# Mit Exchange Server Mails vom ISP abholen?



## Dommas (26. November 2004)

Hallo Leute

Nachdem ich hier keinen Beitrag gefunden habe, der meine Frage beantworten könnte, stelle ich sie euch.
Ist es möglich, Exchange Server 2003 so zu konfigurieren, dass er Mails von unserem ISP abholt und diese an die User im Active Directory verteilt? Was genau muss ich da einrichten? Im Moment ist es so, dass wir mit einem SMTP-Connector unsere extern verschickten Mails an den ISP leiten, welcher sie dann mit seinem SMTP versendet. In diese Richtung klappt es also.
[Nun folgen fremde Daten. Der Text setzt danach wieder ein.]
PR #105, opened 2017-11-26
Hide user selector when there is only one user

erijo:


oliexdev:
Is the user selector really disturbing?

erijo:
Perhaps not disturbing, but for someone like me with only one user it adds no value and takes up precious vertical space that can be used to show more data without having to scroll.

oliexdev:
ok convinced :wink:

PR #106, opened 2017-11-26
Update diff value and dependent values when measurement change

erijo:
If e.g. the weight is changed, also update the BMI value.

Also some minor bug fixes to not show evaluator row when there is no value to evaluate, and to make it possible to click the evaluator row to hide it.


oliexdev:
thanks for your patch @erijo 
Only the "don't show evaluator row when there is no value to evaluate" maybe I will revert it later because even if no value are evaluated, the user is at least informed that this is not possible.

erijo:
Perhaps a toast (if that is what they are called) can be shown when the user clicks a row that can't be evaluated? To at least give some feedback.

oliexdev:
yeah would be also an idea.

PR #107, opened 2017-11-28
Add swedish translation

erijo:


oliexdev:
@erijo thanks for your Swedish translation :+1:

PR #112, opened 2017-12-03
Add support for non-binary gender

sdukhovni:
The `ScaleUser.gender` variable can now be set to 2 to indicate a non-binary gender, and a corresponding radio button has been added to the UI.  For evaluation sheets, we evaluate a non-binary user as `NORMAL` if their body metrics are within the combined `NORMAL` ranges for male and female metrics.  For body metrics that depend on biological sex, we return the average of the male and female values for a non-binary user.  For communicating with bluetooth scales, we largely stick to the existing code pattern, designating all non-male users as female.

This is kind of terrible, but I don't have any better ideas for how to make this app as gender-inclusive as possible while relying on data from non-inclusive research papers and interfacing with non-inclusive external devices.

### DIFF
--- a/android_app/app/src/main/java/com/health/openscale/core/bluetooth/BluetoothSanitasSbf70.java
+++ b/android_app/app/src/main/java/com/health/openscale/core/bluetooth/BluetoothSanitasSbf70.java
@@ -184,7 +184,7 @@ public class BluetoothSanitasSbf70 extends BluetoothCommunication {
                             (byte) selectedUser.birthday.getMonth(),
                             (byte) selectedUser.birthday.getDate(),
                             (byte) selectedUser.body_height,
-                            (byte) (((1 - selectedUser.gender) << 7) | activity)
+                            (byte) (((selectedUser.isMale() ? 1 : 0) << 7) | activity)
                     });
                 } else {
                     // Get existing user information
--- a/android_app/app/src/main/java/com/health/openscale/core/bodymetric/BFDeurenberg.java
+++ b/android_app/app/src/main/java/com/health/openscale/core/bodymetric/BFDeurenberg.java
@@ -26,10 +26,22 @@ public class BFDeurenberg extends EstimatedFatMetric {
 
     @Override
     public float getFat(ScaleUser user, ScaleData data) {
+        float genderVal = 0.0f;
+        switch (user.gender) {
+            case ScaleUser.MALE:
+                genderVal = 1.0f;
+                break;
+            case ScaleUser.FEMALE:
+                genderVal = 0.0f;
+                break;
+            default:
+                genderVal = 0.5;
+                break;
+        }
         if (user.getAge(data.getDateTime()) >= 16) {
-            return (1.2f * data.getBMI(user.body_height)) + (0.23f*user.getAge(data.getDateTime())) - (10.8f*(1-user.gender)) - 5.4f;
+            return (1.2f * data.getBMI(user.body_height)) + (0.23f*user.getAge(data.getDateTime())) - (10.8f*genderVal) - 5.4f;
         }
 
-        return (1.294f * data.getBMI(user.body_height)) + (0.20f*user.getAge(data.getDateTime())) - (11.4f*(1-user.gender)) - 8.0f;
+        return (1.294f * data.getBMI(user.body_height)) + (0.20f*user.getAge(data.getDateTime())) - (11.4f*genderVal) - 8.0f;
     }
 }
--- a/android_app/app/src/main/java/com/health/openscale/core/bodymetric/BFDeurenbergII.java
+++ b/android_app/app/src/main/java/com/health/openscale/core/bodymetric/BFDeurenbergII.java
@@ -26,10 +26,9 @@ public class BFDeurenbergII extends EstimatedFatMetric {
 
     @Override
     public float getFat(ScaleUser user, ScaleData data) {
-        if (user.isMale()) {
-            return (data.getBMI(user.body_height) * 1.2f) + (user.getAge(data.getDateTime()) * 0.23f) - 16.2f;
-        }
+        float maleFat = (data.getBMI(user.body_height) * 1.2f) + (user.getAge(data.getDateTime()) * 0.23f) - 16.2f;
+        float femaleFat = (data.getBMI(user.body_height) * 1.2f) + (user.getAge(data.getDateTime()) * 0.23f) - 5.4f;
 
-        return (data.getBMI(user.body_height) * 1.2f) + (user.getAge(data.getDateTime()) * 0.23f) - 5.4f;
+        return Utils.genderizeMetric(user, maleFat, femaleFat);
     }
 }
--- a/android_app/app/src/main/java/com/health/openscale/core/bodymetric/BFEddy.java
+++ b/android_app/app/src/main/java/com/health/openscale/core/bodymetric/BFEddy.java
@@ -26,10 +26,9 @@ public class BFEddy extends EstimatedFatMetric {
 
     @Override
     public float getFat(ScaleUser user, ScaleData data) {
-        if (user.isMale()) {
-            return (1.281f* data.getBMI(user.body_height)) - 10.13f;
-        }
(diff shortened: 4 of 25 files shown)


oliexdev:
Hi @sdukhovni 

thanks for your PR but I think its dangerous to average the values between male and female for non-binary genders. You would create expectations which are not based on valid researched foundation. People would progress a diet or gain weight to fit into the wrong evaluation results. I am not a medical doctor but I would assume that even if they identify as non-binary it has no impact into the measuring if they use their biological gender (or they switch the gender in the app if they biological gender becomes "more" the opposite gender). I might be wrong but that should be medical research topic.

sdukhovni:
(Sorry, this comment got kind of long)

Thanks for your feedback. I agree with you that I probably didn't think things through very well with regard to the body metrics, and I definitely want users to not make important health decisions based on questionable data.

I'd like to step back and discuss what my goal is with this PR, and we can figure out the best way to proceed.

- For users whose gender doesn't match their biological sex (see footnote), requiring them to input their biological sex is unpleasant and uncomfortable, and should be avoided unless the app is completely unusable without this data.

- For users who are taking crossgender hormones, intersex users, and others, their physiologies will not necessarily align perfectly with "typical" physiologies for cisgender men or women, so in the absence of specific medical research on body metrics of people other than cisgender men and women, I don't think these formulas can ever be trusted to give reliable data, no matter what binary sex is plugged into the formulas. More generally, once we look beyond cisgender men and women, there's enough physiological diversity that there may not exist a small set of formulas that provide useful approximations for body fat, water, etc. for all cases.

- Given those points, the natural conclusion seems to be that we shouldn't display these metrics at all for users who aren't cisgender men or women. I didn't do that with my PR because it felt exclusionary in unfortunate ways, and providing ballpark estimates seemed like a reasonable option. However, if in your judgment it's better to provide no data rather than inaccurate data, I'm ok with that solution.

So, my new proposal: The user creation UI should have a set of radio buttons labelled

Sex:
- Male
- Female
- Intersex/Other/Prefer not to say

and if the third option is chosen, the body metrics view is replaced with a message along the lines of "we're sorry, but due to a lack of available medical research, we're unable to calculate body metrics for the sex you have selected." For these users, the app would still be usable as a weight tracker that lets you log your weight, display graphs of your weight over time, and connect with bluetooth scales; this completely covers my personal intended use case for the app, and I don't feel I really need the body metrics.

Would you be willing to accept a pull request to implement that?


### Footnote (optional reading):

I didn't want to launch into a discussion of gender theory in the middle of describing proposed features, but I think this is worth considering: This app currently asks about "gender" in the UI and uses "gender" and "sex" fairly interchangeably for variable names in the code; while I don't intend to push hard on this if you'd rather not deal with it, I'd like to clarify the distinction a bit better.

"Gender" refers to how a person conceives of themself and presents themself to others, and is a social/cultural characteristic that doesn't necessarily have any connection to biology.

"Sex" or "biological sex" is a somewhat ill-defined term that can refer to any of chromosomes, genital configuration, and/or physiology, even though all three of these can vary independently given various medical treatments or medical conditions. Some people, known as "intersex", are born with bodies that do not fit within typical definitions for "male" or "female", and may have ambiguous genitals and/or chromosomal configurations other than XX or XY.

It seems like the body metrics in this app depend on sex rather than gender, but with regard to the evaluation sheets, gender may be more important for users who are trying to attain a physiology typical for a sex other than their assigned-at-birth sex. However, if we're deciding to not provide evaluations for such users, then it seems reasonable to only ask users their sex and not worry about gender. With that in mind, I'd like to replace all references to "gender" in the codebase with "sex" if that's something you're ok with; again, this is a lower priority for me than just not requiring users to select a binary sex, so if you'd rather not make that code change I can leave it out.

oliexdev:
> For users whose gender doesn't match their biological sex (see footnote), requiring them to input their biological sex is unpleasant and uncomfortable, and should be avoided unless the app is completely unusable without this data.

So your goal is to have an option which are not female and male because it feels you uncomfortable and unpleasant to select one of these two? Honestly I never thought about that problem but I can understand that in a way.

> For users who are taking crossgender hormones, intersex users, and others, their physiologies will not necessarily align perfectly with "typical" physiologies for cisgender men or women, so in the absence of specific medical research on body metrics of people other than cisgender men and women, I don't think these formulas can ever be trusted to give reliable data, no matter what binary sex is plugged into the formulas. More generally, once we look beyond cisgender men and women, there's enough physiological diversity that there may not exist a small set of formulas that provide useful approximations for body fat, water, etc. for all cases.

Well its a complex topic not only for this topic its goes even further: As I know all scale companies the calculation of their body metrics are not transparent and are not based on any published scientific publication. Even most body metrics are mathematical derived from the fat and weight and so on. I tried at least to make the [body metric estimations](https://github.com/oliexdev/openScale/wiki/Body-metric-estimations) transparent as much as I can. But if the calculation is done on the scale itself I really don't know how the calculation is done for the body metrics. So in the end we don't really know, even for cisgender, if the calculation are based on reliable data. Furthermore if we think bigger I found formulas in public research papers that have customized formulas for ethics groups (e.g. asian vs. non-asian formulas) or for disabled people (e.g. who lost a leg). And we only speaking of the calculation of the body metrics not the evaluation of the results. As you see if you want to support all of the variations it becomes quite complex. Furthermore the [Bioelectrical impedance analysis](https://en.wikipedia.org/wiki/Bioelectrical_impedance_analysis) that are typical used in home scales are not very precise. 

> Given those points, the natural conclusion seems to be that we shouldn't display these metrics at all for users who aren't cisgender men or women. I didn't do that with my PR because it felt exclusionary in unfortunate ways, and providing ballpark estimates seemed like a reasonable option. However, if in your judgment it's better to provide no data rather than inaccurate data, I'm ok with that solution.

Well at least it should be transparent for the user. We can't really provide no data because some Bluetooth scales need to specify a sex at the initialisation process otherwise the scale won't work.
So yeah we could not evaluate any data (btw. which I already do if you are too young or too old).

> and if the third option is chosen, the body metrics view is replaced with a message along the lines of "we're sorry, but due to a lack of available medical research, we're unable to calculate body metrics for the sex you have selected." For these users, the app would still be usable as a weight tracker that lets you log your weight, display graphs of your weight over time, and connect with bluetooth scales; this completely covers my personal intended use case for the app, and I don't feel I really need the body metrics.

To be honest I don't really want to make a huge code change or to be more precise the openScale design should be simple and light and the source code should be clear and maintainable. So my idea would be if we add a third option "non-binary" or "other". If we select this sex we create a popup message with an information with one of these two variants:
a ) information that we don't evaluate any body metric for reasons xyz but we set your sex to male for necessary settings. (too disable the evaluation we could set internally their age to 0)
b) information that we automatically set your sex internally to male for reasons xyz and evaluate all body metrics as male but these are not accurate
So we don't have a lot of code change but it would be transparent but I don't know which variant would be better!? What do you think of this idea?

> I didn't want to launch into a discussion of gender theory in the middle of describing proposed features, but I think this is worth considering: This app currently asks about "gender" in the UI and uses "gender" and "sex" fairly interchangeably for variable names in the code; while I don't intend to push hard on this if you'd rather not deal with it, I'd like to clarify the distinction a bit better.

Ok I was not aware of these subtle differences. Well if you think the word sex perfects better for us then I am ok with that.

sdukhovni:
Thanks for being responsive to my concerns, I really appreciate it :)

I think not providing metrics/evaluations at all is better than providing male metrics/evaluations. I also think that internally representing non-cisgender-male-or-female users as "sex: other" is cleaner and easier for future maintainers to understand than representing them as "sex: male, age: 0"; if we aren't providing metrics then the required code change gets a lot smaller. I'd get rid of my edits to the body metrics, and the only edit to the evaluation sheets would be to always return `UNDEFINED` for "sex:other" users. We'd mostly just be changing ScaleUser.java, fixing the small number of places in the bluetooth communication code that assume `ScaleUser.gender` is always 0 or 1, and adding a couple of new messages to the GUI. I'll push that code onto this PR sometime tonight or tomorrow and you can decide whether it seems reasonable.

oliexdev:
I will close this PR. Please open a new PR for the another solution.

Issue #111, opened 2017-12-02
Need Help: reverse engineering Beurer BF 700 bt protocol


linuxlurak:
Hello! I have a Beurer BF 700 and the bulky "HealthManager App" from Beurer for Android. I decoded the Android App in a few steps and got the source code. But I don't know what to look for. 

I found the fcc docs from beurer here: https://fccid.io/VGR-BF700.

Publishing the app's source code would be an infringement; it is closed source. Please contact me privately for more info about the source code.

Have a peek in the files here:
![image](https://user-images.githubusercontent.com/3813355/33514017-aced46e4-d74c-11e7-8ea4-9bcf106fb66c.png)

and here:
![image](https://user-images.githubusercontent.com/3813355/33514036-f7e8f742-d74c-11e7-90a8-718bac4cd019.png)

The BF700 device is generically handled as a BF800.

oliexdev:
The FCC documents are not relevant. Decompiled source code is hard to understand.  Please read the [wiki page](https://github.com/oliexdev/openScale/wiki/How-to-reverse-engineer-a-Bluetooth-4.x-scale) for how to reverse engineer the Bluetooth protocol. Btw I can't contact you because you don't have any email address published on your github page.

Dododappere:
The Beurer BF700/800 scales use basically the same protocol as the Sanitas SBF70. Sanitas is actually a sub-brand of Beurer...

Where Sanitas commands start with 0xe7, Beurer commands start with 0xf7. The byte that follows after that is usually the same for both the Sanitas and Beurer scales, apart from some exceptions.

linuxlurak:
I assumed this too! How did you get proof of it? How do you know the start command? It compared detail photos of the devices, but had no access to the internal electronic or even a firmware dump...

I'll check it with the start command, thanks for letting us know!

linuxlurak:
Some days before I forked openscale and created a Beurer BF700 clone based on the sanitas here: https://github.com/linuxlurak/openScale/blob/master/android_app/app/src/main/java/com/health/openscale/core/bluetooth/BluetoothBeurerBF700.java

I'll compile the app and post the results here if it works with your starting byte.

linuxlurak:
connecting to the beurer bf700 works according to the app:
![image](https://user-images.githubusercontent.com/3813355/34035231-ace60c46-e181-11e7-9316-f44c2143dc14.png)

No data gets synchronized at the moment. I assume the app requests the data on every connection with the scale?

[...]

PR #113, opened 2017-12-15
openscale support of Beurer BF700 & BF800

linuxlurak:
see https://github.com/oliexdev/openScale/issues/111


oliexdev:
thanks @linuxlurak I merged with commit https://github.com/oliexdev/openScale/commit/4f7675e268352996063f6794caed4529119efa43 the two files BF700 and BF800 into one BF700_800 file.

PR #114, opened 2017-12-22
Misc fixes

erijo:
A couple of minor fixes/improvements. See individual commits for more info.

### DIFF
--- a/android_app/app/src/main/java/com/health/openscale/gui/activities/DataEntryActivity.java
+++ b/android_app/app/src/main/java/com/health/openscale/gui/activities/DataEntryActivity.java
@@ -181,6 +181,8 @@ public class DataEntryActivity extends Activity {
             id = getIntent().getExtras().getLong("id");
         }
 
+        ScaleData scaleData;
+
         if (id > 0) {
             // keep edit mode state if we are moving to left or right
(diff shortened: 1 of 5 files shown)


oliexdev:
thanks for your PR.

commit d8b6458 , 62c54f9 and b00fb1e were accepted.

Aber wie hole ich nun Mails rein?

Danke für eure Hilfe.

Gruss Dommas


----------



## Johannes Postler (27. November 2004)

Ich weiss zwar nicht, ob das mit Exchange geht (denk schon, aber weiss es nicht), aber du kannst auf jeden Fall Mercury Mail nehmen. Der holt von beliebig vielen POP3-Boxen deine Emails und ordnet sie internet POP3-Boxen zu.


----------



## Dommas (27. November 2004)

Danke für den Tipp, aber nachdem wir ca. 5000.- für Lizenzen etc. bezahlt haben wechseln wir wohl nicht den Mailserver  ;-) 

Weiss niemand ob/wie das mit Exchange geht?


----------



## ethernet (8. Januar 2005)

Hallo,

mit POPCon kannst Du Mails vom ISP abholen und diese dann den Exchangekonten zuweisen.
Hoffe das es das ist was Du meinst?

Gruss

Chris


----------



## Robert Steichele (11. Januar 2005)

Die große Neuerung von Exchange 2003 gegenüber 2000 war doch der integrierte Pop-Connector, damit man nicht mehr auf externe Programme wie PopCon zugreifen muß. Den sollte es im Systemmanager von Exchange geben. Ich habe ihn schon gesehen.
(Auch das er funktioniert hat)

Gruß
Robert


----------



## herbertthaler (20. Januar 2005)

hallo

sag stimmt das wirklich das in exchange 2003 ein pop3-connector vorhanden ist?

ich dachte das das nur in sbs 2003 der fall ist.

herbert


----------



## Robert Steichele (20. Januar 2005)

Also darauf will ich jetzt nicht wetten, werds mir aber mal anschauen.


----------